→ **Task item**: Count the lines below that hold "pass". Give the number without comment.

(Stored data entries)
PR #195, opened 2019-05-21
Replace hardcoded address space for clk_event_t

svenvh:
Set the address space through `getOCLOpaqueTypeAddrSpace`, which is
build-time configurable through the `SPIRV_CLK_EVENT_T_ADDR_SPACE`
preprocessor macro.

There is no easy way to test this functionality using the llvm-lit test suite currently.

### DIFF
--- a/lib/SPIRV/SPIRVReader.cpp
+++ b/lib/SPIRV/SPIRVReader.cpp
@@ -1881,7 +1881,8 @@ Instruction *SPIRVToLLVM::transEnqueueKernelBI(SPIRVInstruction *BI,
   Function *F = M->getFunction(FName);
   if (!F) {
     Type *EventTy = PointerType::get(
-        getOrCreateOpaquePtrType(M, SPIR_TYPE_NAME_CLK_EVENT_T, SPIRAS_Private),
+        getOrCreateOpaquePtrType(M, SPIR_TYPE_NAME_CLK_EVENT_T,
+                                 getOCLOpaqueTypeAddrSpace(OpTypeDeviceEvent)),
         SPIRAS_Generic);
 
     SmallVector<Type *, 8> Tys = {


AlexeySachkov:
> There is no easy way to test this functionality using the llvm-lit test suite currently.

@svenvh, we can update [lit.site.cfg.py.in](test/lit.site.cfg.py.in) in order to pass this `SPIRV_CLK_EVENT_T_ADDR_SPACE` define down to [lit.site.cfg.py](test/lit.site.cfg.py) where we can add some substitution in order to use this value in LIT tests.

I'm not sure how, but I imagine something like:
```
; RUN: llvm-spirv -r ... | FileCheck %s --check-prefix=ADDRSPACE%clk_event_t_addr_space
; ADDRSPACE0: check private
; ADDRSPACE1: check another address space
```

svenvh:
Thanks @AlexeySachkov , yeah we could make that work, but it means we need to let cmake substitute the FileCheck prefixes or patterns inside the test.  That feels a bit obscure to me to be honest.  I am not sure it is worth adding this obscurity to the test suite; what do you think?

AlexeySachkov:
> but it means we need to let cmake substitute the FileCheck prefixes or patterns inside the test. That feels a bit obscure to me to be honest.

@svenvh, I agree that it is probably too tricky/hacky approach.

I haven't checked, but I assume that there are no regressions directly related to this change. It means that either:
  * we don't have tests for clk_even_t address space
  * we have such tests and they check for the same address space as default value of `SPIRV_CLK_EVENT_T_ADDR_SPACE`

I'm ok with this patch as-is, but there are some thoughts about these compile-time switches in general:
* What happens if someone change one of defines and launch LIT tests? How many tests will fail? I.e. how friendly our testing infrastructure for such changes? 
* Do we need or have tests for default values of these `SPIRV_*_ADDR_SPACE` defines?
  * What if someone change one of defines, but all tests will pass anyway?
    * Does that mean that we don't have corresponding tests? Or they are not needed at all since value of the define is not critical?

I understand that all of these questions might look like some overkill, especially if we don't have users of these defines.

svenvh:
> * we have such tests and they check for the same address space as default value of `SPIRV_CLK_EVENT_T_ADDR_SPACE`

This is indeed the case.  If I add `-DSPIRV_CLK_EVENT_T_ADDR_SPACE=SPIRAS_Local` to `CMAKE_CXX_FLAGS`, then two tests (transcoding/enqueue_kernel.cl and transcoding/spirv-types.ll) fail as the FileCheck patterns expect a different address space.

> I'm ok with this patch as-is

Thanks!

> but there are some thoughts about these compile-time switches in general:
> 
> * What happens if someone change one of defines and launch LIT tests? How many tests will fail? I.e. how friendly our testing infrastructure for such changes?

We can expect various tests to fail like the ones I mentioned above.  The problem is that these defines are set at build time, so to test that they work as expected, we need different build configurations.  I don't believe they have to be build time constants actually, so I can have a look at making these dynamically configurable as a followup to this.

> I understand that all of these questions might look like some overkill, especially if we don't have users of these defines.

We find them quite handy, so it's definitely something I'd like to keep/improve.

AlexeySotkin:
@svenvh, could you rebase your branch on top of master to re-run travis with updated config.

→ **Response to this exercise**: 2